# Britax accessory plugs



## JD3430

I have 3 Britax accessory outlets in the JCB. They are essentially useless without some kind of cig lighter adapter. 
Would like to use them for powering up cell phone or other accessories.

Anyone know just for starters how to charge a phone out of a Britax outlet? 
Welcome to Europe!


----------



## somedevildawg

JD3430 said:


> I have 3 Britax accessory outlets in the JCB. They are essentially useless without some kind of cig lighter adapter.
> Would like to use them for powering up cell phone or other accessories.
> Anyone know just for starters how to charge a phone out of a Britax outlet?
> Welcome to Europe!


Yup, remove them and install American cig lighter sockets......won't they fit in the same hole or perhaps some slight modification?


----------



## JD3430

I don't know if the wiring will work.


----------



## PaMike

What is a Britax plug? I googled it and all I came up with is a bunch of baby stuff...


----------



## JD3430

Its also called a DIN 72591 socket.
Its a European version of a auxiliary power outlet. Just like a cig outlet, but smaller. Has a spring loaded cap. 
My old New Holland backhoe had one, so does this JCB I picked up.

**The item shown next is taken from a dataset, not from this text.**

PR #686, opened 2022-05-10
Ref #684: Option name and value completion in properties files

### LINKED ISSUE #684: Option name and value completion in properties files
It would be good to have support for end users configuring their application.properties

All the main config is possible to use,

My roof beacon is plugged into the one outside under the cab roof. 
They actually work very well. 
I will try to take a picture of it tomorrow.


----------



## FCF

Are these the same as what NH uses on their tractors? Sounds a lot like what is on our TL. If they are the same check with a NH dealer for the plug to go into them, sorry I don't have the part number at present but could get it if needed.


----------



## slowzuki

Thats what they are called! My MF has 2 plugs back there that I knew had 12 v. The previous owner tapped in a 120 v household outlet off them to get around them.


----------



## JD3430

Here's a picture. I don't know how to convert them. 
Ken, does anyone make a cell phone charger that plugs into it? That's what I really want.


----------



## slowzuki

When I searched that number DIN, the first results are car chargers that are dual fit to that plug and a regular 12 v port.

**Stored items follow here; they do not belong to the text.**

PR #696, opened 2022-05-19
Ref #689: Allow to detect the Camel Runtime

### LINKED ISSUE #689: Allow to detect the Camel Runtime
There are several existing Camel Runtimes and for each of them the Camel options' key and values set in properties files can change so it could be interesting to be able to detect the Camel Runtime and adapt the suggestions accordingly.

For example, in case of a Camel Spring Boot project, we would expect the property key to start with `camel.springboot.` instead of `camel.main.`.

essobedo:
fixes #689 

## Motivation

There are several existing Camel Runtimes and for each of them the Camel options' key and values set in properties files can change so it could be interesting to be able to detect the Camel Runtime and adapt the suggestions accordingly.

## Modifications:

* Add the ability to set the Camel Runtime in the configuration
* Force a reset of the catalog when the Camel Runtime configured has changed
* Adds an enumeration called `CamelCatalogProvider` to list all the supported Camel Runtime with their specificities
* Adds a specific `JSonSchemaResolver ` called `SpringBootJSonSchemaResolver` to be able to leverage the Spring configuration metadata to adapt the main and component schemas
* Adapts the code of  `CamelPropertyKeyCompletion` and `CamelPropertyValueCompletion` to support keys that don't start with `camel` to be able to support keys of type `management.endpoint.camelroutes.cache.time-to-live`
* Enables Camel options' key and value completion only when Camel is detected

## Result:

**Configuration of the Camel Runtime:**

35-configuration-camel-runtime

**Completion adapted to the Camel Spring Boot Runtime:**

36-completion-spring-boot-option-name-properties


davsclaus (approved):

davsclaus:
Can you add to `plugin.xml` a few lines for its changelog, as this is what is shown by IDEA when users upgrade

davsclaus:
Awesome, love that we can now do this for different runtimes, great work on improving this Camel tool

essobedo:
> Can you add to `plugin.xml` a few lines for its changelog, as this is what is shown by IDEA when users upgrade

Done

PR #699, opened 2022-05-25
Ref #690: Add code completion in yaml files

### LINKED ISSUE #690: Add code completion in yaml files
Spring Boot and Quarkus users are use to configure their application with either a file `application.properties` or `application.yml`. As we now have completion supported in file `application.properties`, the goal of this task is to support the completion also in YAML files.

essobedo:
fixes #690

## Motivation

Quarkus and Spring Boot users can configure their application using yaml files, so it could be helpful to propose code completion on yaml files in case of those specific Camel runtimes.

## Modifications:

* Propose 2 different implementation of `CamelPropertyKeyCompletion` one for properties file and the other one for yaml files
* Adapt the code of `CamelPropertyKeyCompletion` to be able to propose only subpart of the original suggestion or to allow to ignore some suggestions, to be compatible with a yaml file
* Add a static inner class `SuggestionContext` to bring more context when creating the `LookupElementBuilder` instances
* Enable the completion for Yaml files only when camel is present, the camel runtime is Quarkus or Spring Boot and the file is not the definition of a route
* Add a new utility method in `YamlPatternConditions` called `withPrevSibling` to define a matching pattern on previous sibling
* Add a new utility method in `YamlIdeaUtils` called `getIndent` to compute the indent 
* Improve the way to auto indent the header value in case of a yaml file by using the method `CodeStyleManager #adjustLineIndent` (not related to the issue)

Edit of course can't find it now. These come up:

http://www.hgvdirect.co.uk/catalog/din-plug-single-pole-p-500976.html


----------



## slowzuki

Adapter cord:

http://www.wilmond.co.uk/12v-plugs-sockets-and-adaptors/adapt-it-5.html

EDIT one on Amazon for 10$

https://www.amazon.com/BikeMaster-European-Cigarette-Lighter-Adapter/dp/B003A3GUEO

Dual USB

https://www.amazon.com/Motorcycle-Hella-Socket-Charger-SatNav/dp/B00AU0OA9C/ref=pd_bxgy_263_img_2?ie=UTF8&refRID=YW7BG9DXY7TBEE4JSJVC


----------



## mlappin

slowzuki said:


> Thats what they are called! My MF has 2 plugs back there that I knew had 12 v. The previous owner tapped in a 120 v household outlet off them to get around them.


We do that all the time for the planting and sprayer tractors, buy a heavy duty power strip and run 12 volts to it, works great for plugging a lot of monitors in.

Our MF has their own special little plug that we wired the power strip into, gives me anymore crap and the power strip is going straight to the starter terminal.


----------